Your task :: Filter the lines below, keeping each one that holds "independent".
· · ·
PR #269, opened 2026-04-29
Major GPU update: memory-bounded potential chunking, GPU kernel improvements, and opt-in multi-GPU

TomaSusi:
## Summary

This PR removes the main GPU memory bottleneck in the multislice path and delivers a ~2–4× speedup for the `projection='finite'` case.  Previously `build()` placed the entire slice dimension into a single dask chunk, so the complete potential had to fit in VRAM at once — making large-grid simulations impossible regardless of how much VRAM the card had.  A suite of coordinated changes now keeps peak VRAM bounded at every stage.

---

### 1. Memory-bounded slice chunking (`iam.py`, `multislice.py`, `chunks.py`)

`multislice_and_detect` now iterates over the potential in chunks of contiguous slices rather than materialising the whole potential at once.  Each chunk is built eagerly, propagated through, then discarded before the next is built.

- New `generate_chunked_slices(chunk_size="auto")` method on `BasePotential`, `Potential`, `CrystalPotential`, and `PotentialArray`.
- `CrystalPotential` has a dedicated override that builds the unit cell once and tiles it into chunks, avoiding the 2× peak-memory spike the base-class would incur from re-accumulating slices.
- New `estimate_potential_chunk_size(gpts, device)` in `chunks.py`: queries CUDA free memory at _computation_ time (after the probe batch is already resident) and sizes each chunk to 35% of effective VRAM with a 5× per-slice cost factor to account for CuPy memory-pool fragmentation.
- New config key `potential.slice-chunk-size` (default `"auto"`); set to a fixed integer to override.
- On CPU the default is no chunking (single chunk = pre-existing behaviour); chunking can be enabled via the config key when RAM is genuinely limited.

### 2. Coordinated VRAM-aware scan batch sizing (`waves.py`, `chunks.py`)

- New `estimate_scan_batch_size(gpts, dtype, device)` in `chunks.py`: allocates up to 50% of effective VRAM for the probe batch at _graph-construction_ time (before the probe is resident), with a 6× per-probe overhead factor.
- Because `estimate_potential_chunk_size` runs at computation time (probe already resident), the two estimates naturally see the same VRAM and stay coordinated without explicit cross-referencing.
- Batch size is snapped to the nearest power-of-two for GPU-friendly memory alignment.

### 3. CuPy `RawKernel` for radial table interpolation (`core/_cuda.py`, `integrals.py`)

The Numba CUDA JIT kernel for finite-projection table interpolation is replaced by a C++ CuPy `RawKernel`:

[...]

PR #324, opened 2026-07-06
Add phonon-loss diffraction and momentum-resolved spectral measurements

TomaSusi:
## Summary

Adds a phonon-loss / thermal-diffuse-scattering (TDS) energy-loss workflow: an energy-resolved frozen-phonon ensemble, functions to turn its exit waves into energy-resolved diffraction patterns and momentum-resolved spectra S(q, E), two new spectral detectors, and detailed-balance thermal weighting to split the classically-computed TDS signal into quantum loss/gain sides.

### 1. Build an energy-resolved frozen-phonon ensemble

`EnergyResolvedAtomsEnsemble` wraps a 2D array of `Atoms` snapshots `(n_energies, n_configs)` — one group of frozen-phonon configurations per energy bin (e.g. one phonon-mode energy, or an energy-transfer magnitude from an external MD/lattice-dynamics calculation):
· · ·
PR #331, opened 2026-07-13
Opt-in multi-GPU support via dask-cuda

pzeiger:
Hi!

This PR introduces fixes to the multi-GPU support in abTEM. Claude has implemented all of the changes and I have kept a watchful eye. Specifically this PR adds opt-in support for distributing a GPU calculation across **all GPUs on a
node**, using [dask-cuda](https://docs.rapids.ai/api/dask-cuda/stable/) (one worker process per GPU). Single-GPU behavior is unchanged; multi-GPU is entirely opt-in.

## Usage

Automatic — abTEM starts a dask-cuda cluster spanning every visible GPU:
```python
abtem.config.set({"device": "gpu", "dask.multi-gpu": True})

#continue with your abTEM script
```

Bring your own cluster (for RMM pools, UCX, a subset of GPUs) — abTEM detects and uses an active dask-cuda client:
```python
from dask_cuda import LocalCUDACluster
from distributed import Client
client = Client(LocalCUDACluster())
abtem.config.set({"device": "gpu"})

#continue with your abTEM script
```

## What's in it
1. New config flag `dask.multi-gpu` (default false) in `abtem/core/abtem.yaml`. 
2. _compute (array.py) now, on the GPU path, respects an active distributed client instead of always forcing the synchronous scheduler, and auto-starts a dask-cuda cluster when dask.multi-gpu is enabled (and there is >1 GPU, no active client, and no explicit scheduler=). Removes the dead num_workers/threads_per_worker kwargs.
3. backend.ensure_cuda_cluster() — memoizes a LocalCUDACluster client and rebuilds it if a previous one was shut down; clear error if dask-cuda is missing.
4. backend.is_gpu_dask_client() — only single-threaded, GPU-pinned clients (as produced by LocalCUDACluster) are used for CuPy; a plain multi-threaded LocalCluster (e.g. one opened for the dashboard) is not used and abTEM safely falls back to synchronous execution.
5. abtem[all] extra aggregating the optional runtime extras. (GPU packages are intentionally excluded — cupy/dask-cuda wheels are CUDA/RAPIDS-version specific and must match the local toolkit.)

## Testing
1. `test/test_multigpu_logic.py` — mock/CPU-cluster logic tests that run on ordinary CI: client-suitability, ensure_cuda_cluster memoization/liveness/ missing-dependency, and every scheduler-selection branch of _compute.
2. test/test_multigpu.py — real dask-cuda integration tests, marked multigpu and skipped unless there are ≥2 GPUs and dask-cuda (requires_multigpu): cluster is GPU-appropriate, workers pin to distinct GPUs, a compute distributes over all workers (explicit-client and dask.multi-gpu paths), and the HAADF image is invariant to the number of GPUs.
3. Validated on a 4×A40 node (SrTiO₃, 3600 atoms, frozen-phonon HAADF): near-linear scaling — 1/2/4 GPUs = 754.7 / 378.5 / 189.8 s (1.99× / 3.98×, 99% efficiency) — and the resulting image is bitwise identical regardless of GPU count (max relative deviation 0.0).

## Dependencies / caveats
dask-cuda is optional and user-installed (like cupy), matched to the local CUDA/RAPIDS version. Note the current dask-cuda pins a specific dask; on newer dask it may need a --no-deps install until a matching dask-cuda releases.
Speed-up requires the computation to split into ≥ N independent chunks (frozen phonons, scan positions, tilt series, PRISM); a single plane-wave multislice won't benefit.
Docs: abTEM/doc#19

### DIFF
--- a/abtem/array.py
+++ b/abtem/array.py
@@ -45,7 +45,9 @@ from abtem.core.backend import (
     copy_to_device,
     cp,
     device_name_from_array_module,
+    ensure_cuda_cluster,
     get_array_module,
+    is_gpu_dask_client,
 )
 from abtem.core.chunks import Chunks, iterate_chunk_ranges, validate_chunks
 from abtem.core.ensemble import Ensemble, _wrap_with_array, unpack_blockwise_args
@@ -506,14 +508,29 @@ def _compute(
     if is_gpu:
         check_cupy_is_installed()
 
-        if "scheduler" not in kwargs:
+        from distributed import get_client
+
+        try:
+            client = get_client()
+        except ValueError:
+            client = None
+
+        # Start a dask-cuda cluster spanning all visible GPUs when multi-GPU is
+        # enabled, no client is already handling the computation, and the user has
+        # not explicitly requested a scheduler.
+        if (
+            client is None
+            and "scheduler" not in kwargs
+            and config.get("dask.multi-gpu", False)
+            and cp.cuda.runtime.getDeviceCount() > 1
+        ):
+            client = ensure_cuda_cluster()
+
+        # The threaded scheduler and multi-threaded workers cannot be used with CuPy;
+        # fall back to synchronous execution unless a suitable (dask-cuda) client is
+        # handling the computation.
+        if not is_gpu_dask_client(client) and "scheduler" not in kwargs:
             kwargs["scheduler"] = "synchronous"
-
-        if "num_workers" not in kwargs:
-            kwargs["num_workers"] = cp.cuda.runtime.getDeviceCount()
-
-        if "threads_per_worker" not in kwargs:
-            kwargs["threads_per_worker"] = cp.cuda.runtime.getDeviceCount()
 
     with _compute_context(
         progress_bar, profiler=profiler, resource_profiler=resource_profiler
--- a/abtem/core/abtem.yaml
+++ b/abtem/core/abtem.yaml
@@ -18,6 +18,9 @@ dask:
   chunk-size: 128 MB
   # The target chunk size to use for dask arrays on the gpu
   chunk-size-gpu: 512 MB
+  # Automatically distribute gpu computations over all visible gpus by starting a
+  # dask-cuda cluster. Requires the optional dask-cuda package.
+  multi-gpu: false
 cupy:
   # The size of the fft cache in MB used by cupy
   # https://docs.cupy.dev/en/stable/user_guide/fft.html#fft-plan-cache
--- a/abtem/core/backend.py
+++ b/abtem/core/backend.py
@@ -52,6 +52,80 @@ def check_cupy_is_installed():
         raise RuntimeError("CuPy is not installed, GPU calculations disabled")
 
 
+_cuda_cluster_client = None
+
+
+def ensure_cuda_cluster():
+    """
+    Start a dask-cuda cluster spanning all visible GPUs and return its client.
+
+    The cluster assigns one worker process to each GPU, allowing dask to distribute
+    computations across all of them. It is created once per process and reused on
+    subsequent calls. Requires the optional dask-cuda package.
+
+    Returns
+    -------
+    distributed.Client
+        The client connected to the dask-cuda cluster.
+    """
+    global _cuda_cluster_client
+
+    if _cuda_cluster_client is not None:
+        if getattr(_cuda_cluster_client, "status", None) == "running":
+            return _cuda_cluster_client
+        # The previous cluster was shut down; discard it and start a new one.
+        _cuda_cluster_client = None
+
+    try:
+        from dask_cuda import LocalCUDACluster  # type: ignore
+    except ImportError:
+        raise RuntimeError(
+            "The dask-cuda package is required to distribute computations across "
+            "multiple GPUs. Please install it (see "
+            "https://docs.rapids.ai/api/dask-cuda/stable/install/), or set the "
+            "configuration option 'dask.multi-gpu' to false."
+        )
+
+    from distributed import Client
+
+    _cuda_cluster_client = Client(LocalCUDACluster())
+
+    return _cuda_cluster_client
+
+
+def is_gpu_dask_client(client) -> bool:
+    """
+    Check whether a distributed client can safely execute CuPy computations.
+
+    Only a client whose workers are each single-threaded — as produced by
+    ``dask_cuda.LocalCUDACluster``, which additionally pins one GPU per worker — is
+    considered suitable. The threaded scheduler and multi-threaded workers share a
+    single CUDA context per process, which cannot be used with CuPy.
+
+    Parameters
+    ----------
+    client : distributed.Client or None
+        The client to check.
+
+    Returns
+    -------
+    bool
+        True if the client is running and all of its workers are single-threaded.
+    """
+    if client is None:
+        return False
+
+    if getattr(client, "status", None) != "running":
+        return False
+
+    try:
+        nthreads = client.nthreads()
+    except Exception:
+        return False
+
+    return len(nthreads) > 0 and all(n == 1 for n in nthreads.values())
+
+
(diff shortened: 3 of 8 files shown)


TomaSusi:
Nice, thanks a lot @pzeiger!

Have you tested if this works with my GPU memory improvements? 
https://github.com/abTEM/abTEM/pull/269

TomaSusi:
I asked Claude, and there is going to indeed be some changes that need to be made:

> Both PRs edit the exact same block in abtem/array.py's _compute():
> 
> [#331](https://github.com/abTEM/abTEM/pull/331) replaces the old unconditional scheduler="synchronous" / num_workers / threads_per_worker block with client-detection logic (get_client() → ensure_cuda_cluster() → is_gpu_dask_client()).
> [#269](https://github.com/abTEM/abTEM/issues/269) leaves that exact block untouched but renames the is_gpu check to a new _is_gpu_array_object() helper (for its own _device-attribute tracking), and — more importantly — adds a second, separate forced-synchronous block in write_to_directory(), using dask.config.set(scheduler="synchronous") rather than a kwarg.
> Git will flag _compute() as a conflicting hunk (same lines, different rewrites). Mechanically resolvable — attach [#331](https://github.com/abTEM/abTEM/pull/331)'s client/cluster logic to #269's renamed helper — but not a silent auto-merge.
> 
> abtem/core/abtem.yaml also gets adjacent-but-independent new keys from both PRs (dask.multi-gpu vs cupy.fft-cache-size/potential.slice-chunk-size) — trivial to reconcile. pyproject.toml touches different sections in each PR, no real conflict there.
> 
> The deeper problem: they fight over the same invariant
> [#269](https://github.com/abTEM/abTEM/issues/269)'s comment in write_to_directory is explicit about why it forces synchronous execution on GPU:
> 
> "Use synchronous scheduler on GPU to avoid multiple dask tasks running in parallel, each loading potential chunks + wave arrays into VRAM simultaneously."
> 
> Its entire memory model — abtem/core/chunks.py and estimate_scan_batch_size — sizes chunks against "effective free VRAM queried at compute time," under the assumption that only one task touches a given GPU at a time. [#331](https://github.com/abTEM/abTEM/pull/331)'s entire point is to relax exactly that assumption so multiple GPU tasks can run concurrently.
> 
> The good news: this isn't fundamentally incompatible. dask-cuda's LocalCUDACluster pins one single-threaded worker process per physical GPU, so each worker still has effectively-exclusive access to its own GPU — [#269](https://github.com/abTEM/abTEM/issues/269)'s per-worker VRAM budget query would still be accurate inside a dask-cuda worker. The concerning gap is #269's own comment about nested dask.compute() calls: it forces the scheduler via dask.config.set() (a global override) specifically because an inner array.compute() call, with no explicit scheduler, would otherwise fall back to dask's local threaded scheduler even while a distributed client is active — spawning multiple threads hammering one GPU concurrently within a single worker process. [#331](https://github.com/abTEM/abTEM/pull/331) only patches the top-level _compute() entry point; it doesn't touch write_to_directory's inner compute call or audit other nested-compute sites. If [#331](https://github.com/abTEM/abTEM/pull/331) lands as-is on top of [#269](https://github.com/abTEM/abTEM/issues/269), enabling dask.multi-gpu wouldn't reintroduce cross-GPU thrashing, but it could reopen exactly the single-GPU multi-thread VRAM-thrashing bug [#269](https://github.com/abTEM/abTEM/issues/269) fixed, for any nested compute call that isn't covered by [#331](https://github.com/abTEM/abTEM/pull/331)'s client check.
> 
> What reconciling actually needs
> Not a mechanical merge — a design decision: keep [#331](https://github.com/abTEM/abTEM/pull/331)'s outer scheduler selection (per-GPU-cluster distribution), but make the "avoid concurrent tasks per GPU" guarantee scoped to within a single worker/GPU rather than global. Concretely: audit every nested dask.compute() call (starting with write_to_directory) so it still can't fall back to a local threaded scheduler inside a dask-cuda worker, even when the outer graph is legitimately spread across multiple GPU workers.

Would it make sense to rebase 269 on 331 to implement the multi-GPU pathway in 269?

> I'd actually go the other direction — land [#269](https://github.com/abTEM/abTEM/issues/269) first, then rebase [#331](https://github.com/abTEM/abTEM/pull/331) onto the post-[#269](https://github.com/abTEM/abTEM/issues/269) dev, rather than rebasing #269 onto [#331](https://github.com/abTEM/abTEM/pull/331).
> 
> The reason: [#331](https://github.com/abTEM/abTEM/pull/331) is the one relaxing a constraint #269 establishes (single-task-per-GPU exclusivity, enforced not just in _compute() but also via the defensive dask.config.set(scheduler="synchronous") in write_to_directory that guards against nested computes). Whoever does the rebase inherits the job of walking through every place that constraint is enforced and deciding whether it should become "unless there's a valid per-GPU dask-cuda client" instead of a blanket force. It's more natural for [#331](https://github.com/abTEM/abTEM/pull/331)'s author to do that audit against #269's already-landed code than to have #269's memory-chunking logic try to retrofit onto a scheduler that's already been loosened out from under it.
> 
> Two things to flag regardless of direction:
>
· · ·
Result of the task ::
Speed-up requires the computation to split into ≥ N independent chunks (frozen phonons, scan positions, tilt series, PRISM); a single plane-wave multislice won't benefit.
> abtem/core/abtem.yaml also gets adjacent-but-independent new keys from both PRs (dask.multi-gpu vs cupy.fft-cache-size/potential.slice-chunk-size) — trivial to reconcile. pyproject.toml touches different sections in each PR, no real conflict there.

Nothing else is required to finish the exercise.